(Dataset items)
---*---

PR #923, opened 2016-05-04
add failfast if entryExitRecord list is messed up

MikeHolman:
This change is [Reviewable](https://reviewable.io/reviews/microsoft/chakracore/923)

### DIFF
--- a/lib/Common/Exceptions/ReportError.cpp
+++ b/lib/Common/Exceptions/ReportError.cpp
@@ -106,4 +106,16 @@ __declspec(noinline) void FromDOM_NoScriptScope_fatal_error()
     ReportFatalException(NULL, E_UNEXPECTED, EnterScript_FromDOM_NoScriptScope, scenario);
 }
 
+__declspec(noinline) void EntryExitRecord_Corrupted_fatal_error()
+{
+    int scenario = 6;
+    ReportFatalException(NULL, E_UNEXPECTED, Fatal_EntryExitRecordCorruption, scenario);
+}
+
+__declspec(noinline) void UnexpectedExceptionHandling_fatal_error(EXCEPTION_POINTERS * originalException)
+{
+    int scenario = 7;
+    ReportFatalException(NULL, E_UNEXPECTED, Fatal_UnexpectedExceptionHandling, scenario);
+}
+
 #pragma optimize("",on)
--- a/lib/Runtime/Base/ThreadContext.cpp
+++ b/lib/Runtime/Base/ThreadContext.cpp
@@ -1874,9 +1874,9 @@ ThreadContext::PushEntryExitRecord(Js::ScriptEntryExitRecord * record)
         record->next = lastRecord;
 
         // these are on stack, which grows down. if this condition doesn't hold, then the list somehow got messed up
-        if ((uintptr_t)record > (uintptr_t)lastRecord)
+        if (!IsOnStack(lastRecord) || (uintptr_t)record >= (uintptr_t)lastRecord)
         {
-            RaiseFailFastException(nullptr, nullptr, 0);
+            EntryExitRecord_Corrupted_fatal_error();
         }
     }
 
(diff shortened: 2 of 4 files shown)


MikeHolman:
@LouisLaf can you take a look?

akroshg:
do we want to this on release/1.2 ?

MikeHolman:
Yes, I think so. It should help our analysis of reliability bugs.

lib/Runtime/Base/ThreadContext.cpp
```diff
@@ -1872,6 +1872,12 @@ ThreadContext::PushEntryExitRecord(Js::ScriptEntryExitRecord * record)
         Assert(lastRecord->leaveForHost || lastRecord->leaveForAsyncHostOperation);
         lastRecord->hasReentered = true;
         record->next = lastRecord;
+
+        // these are on stack, which grows down. if this condition doesn't hold, then the list somehow got messed up
+        if ((uintptr_t)record > (uintptr_t)lastRecord)
+        {
+            RaiseFailFastException(NULL, NULL, NULL);
```
ThomsonTan: Use nullptr? Furthermore, could we record some value/flag here for analysis?

MikeHolman: I think in our codebase we generally use NULL rather than nullptr when calling Windows APIs. Dumps from FailFast exception should contain same information as any other crash, so I think there's no need to record anything special here.

ThomsonTan: There is no such convesion. You could see "RaiseFailFastException(nullptr, nullptr, 0);" in many similar projects.

---
In reply to: [62121674](https://github.com/Microsoft/ChakraCore/pull/923#discussion_r62121674) [](ancestors = 62121674)

MikeHolman: Ok, that was just my observation of our code. Anyway, I'll change it.

lib/Runtime/Base/ThreadContext.cpp
```diff
@@ -1872,6 +1872,12 @@ ThreadContext::PushEntryExitRecord(Js::ScriptEntryExitRecord * record)
         Assert(lastRecord->leaveForHost || lastRecord->leaveForAsyncHostOperation);
         lastRecord->hasReentered = true;
         record->next = lastRecord;
+
+        // these are on stack, which grows down. if this condition doesn't hold, then the list somehow got messed up
+        if ((uintptr_t)record > (uintptr_t)lastRecord)
+        {
+            RaiseFailFastException(nullptr, nullptr, 0);
```
agarwal-sandeep: Why not use ReportFatalException similar to Binary_Inconsistency_fatal_error with a different ErrorReason

lib/Runtime/Base/ThreadContext.cpp
```diff
@@ -1872,6 +1872,12 @@ ThreadContext::PushEntryExitRecord(Js::ScriptEntryExitRecord * record)
         Assert(lastRecord->leaveForHost || lastRecord->leaveForAsyncHostOperation);
         lastRecord->hasReentered = true;
         record->next = lastRecord;
+
+        // these are on stack, which grows down. if this condition doesn't hold, then the list somehow got messed up
+        if ((uintptr_t)record > (uintptr_t)lastRecord)
```
LouisLaf: That's a good check, but why not call IsOnStack() as well?

lib/Runtime/Base/ThreadContext.cpp
MikeHolman: That's a good idea. I will make this change.

lib/Common/Exceptions/ReportError.cpp
```diff
@@ -106,4 +106,16 @@ __declspec(noinline) void FromDOM_NoScriptScope_fatal_error()
     ReportFatalException(NULL, E_UNEXPECTED, EnterScript_FromDOM_NoScriptScope, scenario);
 }
 
+__declspec(noinline) void EntryExitRecord_Corrupted_fatal_error()
+{
+    int scenario = 6;
+    ReportFatalException(NULL, E_UNEXPECTED, Fatal_EntryExitRecordCorruption, scenario);
+}
+
+__declspec(noinline) void UnexpectedExceptionHandling_fatal_error(EXCEPTION_POINTERS * originalException)
```
agarwal-sandeep: What's the use of this argument, this is not used?

MikeHolman: The point is so that the original context will be very clearly available when debugging.

LouisLaf:
:shipit:

PR #924, opened 2016-05-05
xplat: custom calling convention

jianchun:
In order to support JavascriptStackWalker and RUNTIME_ARGUMENTS for
JavascriptMethod, we need all arguments on stack. This change implements
a custom calling convention to invoke JavascriptMethod. JavascriptMethod
entry stack layout:

```
      [Return Address]
      [function]              == RDI
      [callInfo]              == RSI
      [arg0]
      [arg1]
      ...
```

RDI/RSI are same as System V AMD64 ABI, thus `function/callInfo` can be
accessed in C++ code. Stack layout is the same as Windows x86.

Also annotated `amd64_CallFunction` assembly code with EHFrame/debugging
info using unix asm macros. Now JS exception throw/catch works, and gdb
can unwind the stack correctly.

Fixed `JavascriptFunction::DeferredParsingThunk` assembly code to pass
correct argument, `&function`, to call `JavascriptFunction::DeferredParse`.


lib/Runtime/Library/amd64/JavascriptFunctionA.S
```diff
@@ -2,27 +2,41 @@
...
+//------------------------------------------------------------------------------
+NESTED_ENTRY amd64_CallFunction, _TEXT, NoHandler
         // Var amd64_CallFunction(RecyclableObject *function,
         //	JavascriptMethod entryPoint, CallInfo callInfo, uint argc, Var *argv) ;
 
         // Save existing rbp
-        push rbp
+        push_nonvol_reg rbp
+        mov rbp, rsp
+        set_cfa_register rbp, (2*8)
```
digitalinfinity: What does this do- can you add a comment around this please?

lib/Runtime/Library/amd64/JavascriptFunctionA.S
```diff
@@ -2,27 +2,41 @@
...
+//------------------------------------------------------------------------------
+// Invoke
+//
+//      JavascriptMethod(RecyclableObject* function, CallInfo callInfo, ...)
+//
+// with a custom calling convention in order to support JavascriptStackWalker
+// and RUNTIME_ARGUMENTS. JavascriptMethod entry stack layout:
+//
+//      [Return Address]
+//      [function]              == RDI
```
digitalinfinity: Arent the callee save registers in between the Return address and function object?

digitalinfinity: Oh I see- you meant the stack layout on entering JavascriptMethod- got it.

---
In reply to: [62139178](https://github.com/Microsoft/ChakraCore/pull/924#discussion_r62139178) [](ancestors = 62139178)

lib/Runtime/Library/amd64/JavascriptFunctionA.S
```diff
@@ -37,112 +51,94 @@ C_FUNC(amd64_CallFunction):
...
+LOCAL_LABEL(copy_args_to_stack):
+        mov r10, rcx
+        dec r10
+        shl r10, 3              // r10 = (argc - 1) * 8
+        lea rax, [r8]           // rax = argv
+        lea rbx, [rsp + 10h]    // rbx = &rsp[2]
+
+        // Copying from rax+r10 to rbx+r10
+LOCAL_LABEL(copy_args):
         mov r12, qword ptr [rax + r10]
```
digitalinfinity: Curious- since we're copying all arguments to the stack- can we use rep movsq here?

lib/Runtime/Library/amd64/JavascriptFunctionA.S
```diff
@@ -2,27 +2,41 @@
...
+//      [arg1]
+//      ...
+//------------------------------------------------------------------------------
+NESTED_ENTRY amd64_CallFunction, _TEXT, NoHandler
         // Var amd64_CallFunction(RecyclableObject *function,
         //	JavascriptMethod entryPoint, CallInfo callInfo, uint argc, Var *argv) ;
 
         // Save existing rbp
-        push rbp
+        push_nonvol_reg rbp
```
digitalinfinity: When do we use push_nonvol_reg and should we do this for the rest of the callee saves?

digitalinfinity:
:+1:

lib/Runtime/Library/amd64/JavascriptFunctionA.S
jianchun: Yes we can. Didn't try that for sake of less change; and most of the time we have only a handful of args.

lib/Runtime/Library/amd64/JavascriptFunctionA.S
jianchun: These are macros. Will add comment.

lib/Runtime/Library/amd64/JavascriptFunctionA.S
jianchun: > When do we use push_nonvol_reg and should we do this for the rest of the callee saves?

It is a macro to push reg and adjust CFA offset accordingly. The next annotation changed CFA relative register to rbp and rbp remains unchanged in this function, thus all the rest push/pop doesn't affect CFA offset and doesn't need any adjustment. That's why all the rest are direct push/pop. (Copied this from a PAL .S file.That's my understanding.)

lib/Runtime/Library/amd64/JavascriptFunctionA.S
```diff
@@ -2,147 +2,122 @@
...
+//      [function]              == RDI
+//      [callInfo]              == RSI
+//      [arg0]
+//      [arg1]
+//      ...
+//------------------------------------------------------------------------------
+NESTED_ENTRY amd64_CallFunction, _TEXT, NoHandler
+        // Var amd64_CallFunction(
+        //      RecyclableObject *function,             (rdi)
+        //	JavascriptMethod entryPoint,            (rsi)
```
digitalinfinity: Nit: tab to space

jianchun: > Nit: tab to space

That's why the diff was not aligned... lost my VS Code settings during Ubuntu upgrade.

lib/Runtime/Library/amd64/JavascriptFunctionA.S
```diff
@@ -2,147 +2,122 @@
...
+        //      CallInfo callInfo,                      (rdx)
+        //      uint argc,                              (rcx)
+        //      Var *argv) ;                            (r8)
+
+        push_nonvol_reg rbp             // push rbp and adjust CFA offset
```
digitalinfinity: I would add a little about CFA = Canonical Frame as described by the DWARF spec (and maybe a link to it) since most of the team would probably not be familiar with it

jianchun: Done

PR #915, opened 2016-05-03
cross platform: Enable DateTime

obastemur:
This PR enables DateTime

PR #925, opened 2016-05-05
cross platform: Enable Date features with system default globalization

obastemur:
This PR may require the presence of #915

### DIFF
--- a/lib/Runtime/Base/ScriptContext.cpp
+++ b/lib/Runtime/Base/ScriptContext.cpp
@@ -2337,13 +2337,17 @@ namespace Js
             return si;
     }
 
-#ifdef ENABLE_GLOBALIZATION
     void ScriptContext::UpdateTimeZoneInfo()
     {
         GetTimeZoneInformation(&timeZoneInfo);
+        
+        // todo: check possible winrt issue
+        // !defined(__cplusplus_winrt)
+        // see https://msdn.microsoft.com/en-us/library/90s5c885.aspx
+#if defined(_WIN32)
         _tzset();
-    }
 #endif
+    }
 
 #ifdef PROFILE_EXEC
     void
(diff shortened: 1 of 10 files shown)


lib/Runtime/Base/ScriptContext.cpp
```diff
@@ -2337,13 +2337,13 @@ namespace Js
             return si;
     }
 
-#ifdef ENABLE_GLOBALIZATION
     void ScriptContext::UpdateTimeZoneInfo()
     {
         GetTimeZoneInformation(&timeZoneInfo);
+#if !defined(__cplusplus_winrt) && defined(_WIN32)
```
jianchun: Why adding `!defined(__cplusplus_winrt)`? It worked before without it.

Linux has `tzset()`. Does it work here?

obastemur: Saw the `important` message from https://msdn.microsoft.com/en-us/library/90s5c885.aspx

AFAIK using `tzset` on *nix may depend on the choice of localization.

jianchun: > Saw the important message from https://msdn.microsoft.com/en-us/library/90s5c885.aspx

I'm unfamiliar with it. It might be possible that chakra.dll can use this API? Maybe better avoid side-fixing it here and file an issue to investigate it separately?

obastemur: > I'm unfamiliar with it. It might be possible that chakra.dll can use this API? Maybe better avoid side-fixing it here and file an issue to investigate it separately?

Okay, added a comment there instead.

jianchun:
LGTM, thanks!

obastemur:
Updated this PR. Since we haven't merged #915 yet, combination was enabling some windows only features. After both PRs merged, we should have a functioning DateTime support.

jianchun:

obastemur:
This was cherry-picked into #915

PR #931, opened 2016-05-05
If debugger attach/detach fails terminate the process as we can't recover from failure during attach/detach

agarwal-sandeep:
Fixes VSO bug 4158821

### DIFF
--- a/lib/Common/Exceptions/ReportError.cpp
+++ b/lib/Common/Exceptions/ReportError.cpp
@@ -106,4 +106,10 @@ __declspec(noinline) void FromDOM_NoScriptScope_fatal_error()
     ReportFatalException(NULL, E_UNEXPECTED, EnterScript_FromDOM_NoScriptScope, scenario);
 }
 
+__declspec(noinline) void Debugger_AttachDetach_fatal_error()
+{
+    int scenario = 5;
+    ReportFatalException(NULL, E_UNEXPECTED, Fatal_Debugger_AttachDetach_Failure, scenario);
+}
+
 #pragma optimize("",on)
--- a/lib/Common/Exceptions/Throw.h
+++ b/lib/Common/Exceptions/Throw.h
@@ -228,8 +228,4 @@ namespace Js {
     catch (ex) \
     {
 
-#ifdef ENABLE_DEBUG_CONFIG_OPTIONS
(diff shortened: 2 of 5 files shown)


lib/Common/Exceptions/ReportError.cpp
```diff
@@ -106,4 +106,10 @@ __declspec(noinline) void FromDOM_NoScriptScope_fatal_error()
     ReportFatalException(NULL, E_UNEXPECTED, EnterScript_FromDOM_NoScriptScope, scenario);
 }
 
+__declspec(noinline) void Debugger_AttachDetach_fatal_error()
+{
+    int scenario = 5;
```
akroshg: what is this magic number?

lib/Common/Exceptions/Throw.h
```diff
@@ -228,8 +228,4 @@ namespace Js {
     catch (ex) \
     {
 
-#ifdef ENABLE_DEBUG_CONFIG_OPTIONS
-#define RAISE_FATL_INTERNAL_ERROR_IFFAILED(hr) if (hr != S_OK) Js::Throw::FatalInternalError();
-#else
-#define RAISE_FATL_INTERNAL_ERROR_IFFAILED(hr)
-#endif
+#define DEBUGGER_ATTACHDETACH_FATAL_ERROR_IF_FAILED(hr) if (hr != S_OK) Debugger_AttachDetach_fatal_error();
```
akroshg: oh - we are doing fatal even in the fre build?

lib/Common/Exceptions/ReportError.cpp
agarwal-sandeep: It is an unused parameter which was put with the idea to group different kinds of fata error, but is not used. All other functions have this. I can put any number.

akroshg:
ensure web-crawler before you commit.

lib/Common/Exceptions/Throw.h
akroshg: I realized we are doing this for RS2.

agarwal-sandeep: I would say yes to prevent random issue which can come if this failed. Since this is going in master and will have time to flush any issues.

agarwal-sandeep:
Currently WebCrawler doesn't run on master, I will merge this change and when we start running WebCrawler using master will fix any issue which comes.

akroshg:
looks good to me.

PR #935, opened 2016-05-06
Specify path to clang on Ubuntu 16.04 machines.

dilijev:
This change is [Reviewable](https://reviewable.io/reviews/microsoft/chakracore/935)


dilijev:
@mmitche @digitalinfinity FYI

netci.groovy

---*---

• **GOAL OF THE EXERCISE**:
The required answer is each line of the entries containing the string "namespace".

• **TASK SOLUTION**:
@@ -2337,13 +2337,17 @@ namespace Js
@@ -2337,13 +2337,13 @@ namespace Js
@@ -228,8 +228,4 @@ namespace Js {
@@ -228,8 +228,4 @@ namespace Js {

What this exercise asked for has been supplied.